Dr. McEwan: I am going to start very broadly and say cancer because it’s going to be very much dependent on the clinical trial that the pharmaceutical company wants to run. So if they have a compound that is against cancer “X,” that would be the one that we would look at. We are not in the position of picking the cancer; what we are doing is facilitating. With FLT it would be cancers that are affecting proliferative capability. So, that will be driven by industry. But it will be cancer first and probably nuerological diseases second, starting with Alzheimer’s disease. But I don’t know.
One of the reasons that FDG is not used routinely in clinical trials is that we have not yet had this type of capacity to facilitate industry trials. By building this capacity we really do see a method to ensure standardization, quality, quality control, quality assurance. What we hope is when this is up and running, it really does become a tool that enables industry and corporative groups to speed trials through, and also to give the FDA some confidence that the quality parameters are really being looked after.

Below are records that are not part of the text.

PR #584, opened 2019-04-12
`boundsGeometry` must account for `originOffset`

toji:
Added a paragraph indicating that the `boundsGeometry` of an
 `XRBoundedReferenceSpace` MUST be transformed by `originOffset.inverse`
 in order to ensure it stays well-aligned to the physical environment.


NellWaliczek:
This seems pretty intertwined with PR #589.  Perhaps we should just consolidate them?

PR #585, opened 2019-04-12
Reject outstanding promises on session shut down

### LINKED ISSUE #556: Clarify/Add requirement to explicitly reject promises in error cases
The spec should call out that in error cases promises should be rejected rather than allowed to time out.  Specifically in cases where there may be an outstanding promise and the device is unplugged/disconnected during that promise.
Perhaps InvalidStateError? Perhaps as a separate "Error Handling" section?

toji:
Fixes #556. Adds a catch-all statement that promises shouldn't outlive
the session they were returned from and indicates what error they should
reject with when the session shuts down.

Pinging @alcooper91 to take a look.


alcooper91:
Looks good to  me.

PR #586, opened 2019-04-12
`inverse` attribute always returns the same object

### LINKED ISSUE #576: Should XRRigidTransform.inverse.inverse return the original object?
Question asked by @NellWaliczek on https://github.com/immersive-web/webxr/pull/560#discussion_r270994813 Effectively, should to following code be guaranteed to evaluate to true?

```
let A = new XRRigidTransform(somePosition, someOrientation);
let B = A.inverse;
let C = B.inverse;
assert(A === C);
```

It wouldn't be a huge burden to retain the "parent" transform. There's possibly some minor memory concerns that would come along with that, but it's probably not a big deal. It may improve performance in some rather weird edge cases, but I don't think we should be optimizing for that.

I would be tempted to leave it up to the UA, but there IS a minor compat issue that would come out of it. The biggest functionality fallout of a same-object policy here would be that if someone patches an attribute onto the transform, and then calls `T.inverse.inverse` that patched value would still be expected to be there. I don't know if that's behavior we necessarily want people to be relying on, and as a result I would suggest not implementing this, but I do think it's worthy of discussion.

A related topic: Should `XRRigidTransform.inverse` return the same object every time it's called? That actually seems more logical to me, and probably yields real performance benefits in cases where the attribute is referenced multiple times, so I'd advocate for enforcing that.

toji:
Fixes #576. Specifies that the object returned by `XRRigidTransform`'s
`inverse` attribute must always be the same JS object and, furthermore,
the `inverse` of a transform returned by `inverse` must be the
originating transform.

### DIFF
--- a/index.bs
+++ b/index.bs
@@ -963,7 +963,7 @@ interface XRRigidTransform {
   readonly attribute DOMPointReadOnly position;
   readonly attribute DOMPointReadOnly orientation;
   readonly attribute Float32Array matrix;
-  readonly attribute XRRigidTransform inverse;
+  [SameObject] readonly attribute XRRigidTransform inverse;
 };
 </pre>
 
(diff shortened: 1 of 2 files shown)


index.bs
```diff
@@ -987,7 +987,7 @@ The <dfn attribute for="XRRigidTransform">orientation</dfn> attribute is a quate
 
 The <dfn attribute for="XRRigidTransform">matrix</dfn> attribute returns the transform described by the {{XRRigidTransform/position}} and {{XRRigidTransform/orientation}} attributes as a [=matrix=]. This attribute SHOULD be lazily evaluated.
 
-The <dfn attribute for="XRRigidTransform">inverse</dfn> attribute returns a {{XRRigidTransform}} which, if applied to an object that had previously been transformed by the original {{XRRigidTransform}}, would undo the transform and return the object to it's initial pose. This attribute SHOULD be lazily evaluated.
+The <dfn attribute for="XRRigidTransform">inverse</dfn> attribute returns a {{XRRigidTransform}} which, if applied to an object that had previously been transformed by the original {{XRRigidTransform}}, would undo the transform and return the object to it's initial pose. This attribute SHOULD be lazily evaluated. The {{XRRigidTransform}} returned by {{inverse}} MUST return the originating {{XRRigidTransform}} as it's {{inverse}}.
```
Manishearth: "its"

toji: Thanks, fixed.

PR #853, opened 2019-09-21
Removed errant 's'

fordacious:
Found this while perusing the spec.


dontcallmedom:

PR #857, opened 2019-09-23
Fix missing and in populate the pose

takahirox:
This PR fixes missing "and" in populate the pose section.

```
Else if limit is false "and" the tracking system provides....
```


dontcallmedom:

Manishearth:
Thanks!

Issue #863, opened 2019-09-30
[editorial] Prepare for updated WD (2019/Sep)


himorin:
- [ ] modify publication date of updated WD

PR #867, opened 2019-10-03
as 2019/10/07 WD

himorin:
for #863


toji:
Thanks! So, to be clear about procedure at this point, the next change that we merge into the spec should revert this to and editors draft, correct?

If this had been in place five years ago, FDG might be used much more routinely in the clinical trial setting. Bio: Alexander J. (Sandy) McEwan, M.D., is the director of oncologic imaging at Cross Cancer Institute, Edmonton, Alberta, Canada. He is a professor and director of the division of oncologic imaging in the oncology department, faculty of medicine, University of Alberta, and is also an honorary member of the associate academic staff of the Faculty of Pharmacy and Pharmaceutical Sciences at the University of Alberta. Dr. McEwan is chair of SNM’s Clinical Trials Group and past president of the society’s Nuclear Oncology Council.